Sure, and then you could check again every time there is an update. But why bother, when there is already an uncontaminated version readily available to solve this problem for you?
Technically you don't, just like any other software, but the risk is surely significantly lower since everyone including Microsoft is saying that what Microsoft is doing is taking that same code and then adding its contaminants on top.
Sure, but almost all software is not produced by a giant corporation with a well-established track record of pushing user-hostile changes via updates, including overriding or reverting the user's explicitly chosen privacy settings, and including taking such actions in the recent past.
Microsoft is not on your side when it comes to privacy and data security. It has made this abundantly clear both by its actions and by the statements of its senior leadership. However much anyone here might like VS Code, it is still a Microsoft product, while the alternative under discussion is not.
I'm genuinely surprised so many people seem to be leaping to the defence of VS Code here. Why? It's the same application, just made worse by Microsoft's telemetry (and the accompanying infamously opaque privacy policies). Unless you need one of the extensions that is tied specifically to the official Microsoft version, why wouldn't you go with the safer option?
I'm not defending MS just curious. Safer option is not convinent by any means. The fork linked is also open to malicious behaviour. The maintainer can sneak in any code, issues we seen similar to npm.
So if you feel this way about MS then you cant be on Windows. Apple have also been known to report users location secretley on iPhones. I'm on OSX and i dont entirely trust them either.

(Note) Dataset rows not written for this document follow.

PR #8960, opened 2025-01-11
workload_gitops_bootstrap - add health check and wait for all gitops apps

newgoliath:
- Feature Pull Request


ansible/roles_ocp_workloads/ocp4_workload_gitops_bootstrap/defaults/main.yml
```diff
@@ -13,3 +13,9 @@ ocp4_workload_gitops_bootstrap_helm_values: []
 
 ocp4_workload_gitops_bootstrap_health_retries: 60
 ocp4_workload_gitops_bootstrap_health_ignore: true
+
+# wait 15 mninutes for apps to roll out
+ocp4_workload_gitops_bootstrap_application_wait: true
+ocp4_workload_gitops_bootstrap_application_health_retries: 90
+ocp4_workload_gitops_bootstrap_application_health_ignore: true
+ocp4_workload_gitops_bootstrap_application_label: "demo.redhat.com/catalogItem = true"
```
juliaaano, line 21: This label will be our interface with the external world (GitOps repositories), so I want to be thoughtful about its name.

I believe naming it **demo.redhat.com/application** makes it less presumptive and more flexible.

juliaaano (changes requested):
I love this PR. Thank you so much for creating it.

ansible/roles_ocp_workloads/ocp4_workload_gitops_bootstrap/defaults/main.yml
juliaaano: I also don't think "= true" is necessary.

juliaaano: Finally, I see this is defined as a variable, but I wouldn’t encourage changing it in agV. The reason is the potential inconsistency across different CIs and GitOps repositories. This opens it up for changes without providing any clear benefit, as far as I know.

newgoliath: > I also don't think "= true" is necessary.

I like that it's specific.  This allows us to set it to "false" temporarily, if it's failing but we want to allow it.

newgoliath: > Finally, I see this is defined as a variable, but I wouldn’t encourage changing it in agV. The reason is the potential inconsistency across different CIs and GitOps repositories. This opens it up for changes without providing any clear benefit, as far as I know.

Removing the variable makes the contract stronger. 🦾

newgoliath: It's a binary label now.  "demo.redhat.com/application"
It's no longer a variable.

newgoliath:
@juliaaano I added code to copy data from labeled configmaps to agnosticd_user_info.

in a configmap:  `.data.users_json` is a json string of agnosticd_user_info formatted user data.
All other data in a configmap is expected to by yaml.

* first it copies all the non-`users_json` data into agnosticd_user_info.
* then it creates a variable `data_users_json` which is a recursive json merge of all configmaps' `data.user_json`
* finally it adds all this merged data into agnosticd_user_info

juliaaano:
Splitting this PR in two:

https://github.com/redhat-cop/agnosticd/pull/8962
https://github.com/redhat-cop/agnosticd/pull/8964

Theres too many holes here, really have to patch them all if this is the stance we are taking.
Theres too many holes here, really have to patch them all if this is the stance we are taking.

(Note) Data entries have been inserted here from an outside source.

PR #8972, opened 2025-01-14
ocp4_workload_nginxplus - Update workload.yml

YoNoSoyVictor:
This item is failing as there is no pod defined as `my-nginx-ingress` [1]. The right reference is probably the NginxIngres here [2].

Changing and testing.

[1] https://github.com/redhat-cop/agnosticd/blob/2fd579f61a4adeeb3301f02ddfad0a93f4bb68c6/ansible/roles_ocp_workloads/ocp4_workload_nginxplus/defaults/main.yml#L22

[2] https://github.com/redhat-cop/agnosticd/blob/2fd579f61a4adeeb3301f02ddfad0a93f4bb68c6/ansible/roles_ocp_workloads/ocp4_workload_nginxplus/templates/nginx-ingress-controller.j2#L4


bbethell-1 (approved):
LGTM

I agree that the modern spyware infesting our operating systems is also a significant concern. I disagree that having more than one problem to deal with is a good argument for not trying to solve the one at hand.
Do you guys turn JS off completely while surfing the net because you don't like someone analyzing your uses? It's hard to imagine what your comfortable life would look like.

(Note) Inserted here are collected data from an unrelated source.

PR #9025, opened 2025-02-03
ARO workshops: Fix dependency error for Rhel 9

YoNoSoyVictor:
This fix should fix the ongoing error with all ARO workshops.

For rhel 9 the correct repository is `https://packages.microsoft.com/config/rhel/9.0/packages-microsoft-prod.rpm` instead of the `https://packages.microsoft.com/config/rhel/9/packages-microsoft-prod.rpm` currently beig used which is causing a dependency error (Notice 9 vs 9.0)

This is explained in the Azure CLI installation documentation (Step 2 in [1])

[1] https://learn.microsoft.com/en-us/cli/azure/install-azure-cli-linux?pivots=dnf#install-azure-cli

### DIFF
--- a/ansible/configs/open-environment-azure/pre_software.yml
+++ b/ansible/configs/open-environment-azure/pre_software.yml
@@ -78,7 +78,7 @@
 
         - name: Add Azure CLI repository
           ansible.builtin.yum:
-            name: https://packages.microsoft.com/config/rhel/9/packages-microsoft-prod.rpm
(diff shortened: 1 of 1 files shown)


YoNoSoyVictor:
The sha256sum of both 9.0 and 9 packages is the same so this is unlikely to fix it. I opened an issue with the Azure CLI team: https://github.com/Azure/azure-cli/issues/30748

Will test anyways just in case and close the PR once it fails.

YoNoSoyVictor:
Test failed - Closing PR: 

image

For the same reason offbrand Firefox builds are called things like Icecat. Mozilla/Microsoft make the code available as open source, but that doesn't include a license to use the official name/logo or the company's brand. So if you roll and distribute a build without their authorization, you have to call it something else.
I’m sure Microsoft would hate any tweaked version hosted by third-party developers to use their branding (even if the only change is tweaking a few configuration variables by default)
You don't need to remove branding to disable tracking for corporates like Amazon. For example, They might have some firewall in the network which blocks tracking API.
You need to remove branding to be allowed by Microsoft to distribute an unofficial build. You need to distribute an unofficial build to make sure that the application isn't trying to find holes that might have been accidentally left in your firewall. (Quick, without googling, which ports and dest IPs do you need to block? Which ports/dest IPs will you need to block in the next version that hasn't been released yet? Yeah, a losing battle.)
Note that this only includes Microsoft's telemetry, and it seems that Microsoft uses the built in telemetry tooling within their extensions. However, community extensions can still use their own telemetry, which this wouldn't prevent.
Is there a listing maintained of all the telemetry info. sent? I personally am not in principle against telemetry, if they do not leak any private info. and are not to chatty.